Altai Krai Legislative Assembly election was held in Altai Krai on 19 September 2021 along with State duma elections in Russia.

68 deputies are elected according to the mixed electoral system. 34 deputies are elected according to party lists (proportional representation) for which a 5% threshold is established, and the distribution of seats between lists that received more than 5% of the vote takes place according to the formula. The other 34 deputies are elected in single-mandate constituencies (plurality voting), won by the majority of votes. The term of office is five years.

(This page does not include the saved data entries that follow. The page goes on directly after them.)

PR #759, opened 2026-08-04
[DATA-2190] Seed candidacy/party worklist from upcoming API race rosters

hhkarimi:
## Why

A candidate's competitive landscape (the election-api "Know Your Opponent" roster) was showing the primary field instead of the November general ballot. Root cause: the candidacy and party ingestion models seeded their BallotReady fetch worklist only from the S3 candidacies feed, which omits many upcoming general-stage rosters that the BallotReady API race object already carries. Those candidacies were never fetched and never reached election-api, so when the general roster came back empty the product fell back to the primary field.

This is not isolated to one race: roughly 3,972 of 5,201 upcoming 2026 general races have candidacies in BallotReady's API but zero rows in the S3 feed.

## What

- Add `int__ballotready_upcoming_candidacy_ids`: candidacy ids from the API race roster (`race.candidacies`), scoped to upcoming elections to keep the fetch bounded.
- Union it, deduplicated, into the fetch worklists of `int__ballotready_candidacy` and `int__ballotready_party`. `int__ballotready_person` inherits the fix, since its worklist derives from the candidacy model. `m_election_api__candidacy` needs no change; it left-joins candidacy/person/party and only filters on name-not-null, so the union flows straight through to the election-api roster.

## Tradeoffs

- The incremental refetch of a changed upcoming roster keys off `race_updated_at >= max(candidacy.updated_at)` (two different timestamps) plus a not-yet-stored backfill. Worst case it refetches slightly more, never less.
- The new relationships test (upcoming roster ids resolve to an ingested candidacy) is `warn` severity on purpose, so incremental lag between a roster appearing and the next candidacy run, and API-dropped or withdrawn candidacies, surface for monitoring rather than fail the build.

## Validation

Verified end to end on a scoped run against the real models: building the chain for a single office's general roster produced the full 16-candidate roster in `m_election_api__candidacy`, with names and party populated, where it previously had zero. The full production backfill runs incrementally through the scheduled job.

Ticket: https://goodparty.clickup.com/t/86ajrfpq9

### DIFF
--- a/dbt/project/models/intermediate/ballotready_api/int__ballotready_candidacy.py
+++ b/dbt/project/models/intermediate/ballotready_api/int__ballotready_candidacy.py
@@ -3,6 +3,7 @@ import random
 import time
 from base64 import b64encode
 from collections.abc import Callable
+from datetime import datetime, timedelta
 from typing import Any
 
 import pandas as pd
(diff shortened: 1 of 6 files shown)


hhkarimi:
@claude review

hhkarimi:
delegate review

hhkarimi:
delegate review

hhkarimi:
delegate review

As of July 1, 2021, voters were registered in the Altai Krai.

== Candidates ==

=== Registration ===
To register regional lists of candidates, parties need to collect voter signatures in the amount of 0.5%.

To register a candidate nominated in a single-mandate constituency, it is necessary to collect voter signatures in the amount of 3%.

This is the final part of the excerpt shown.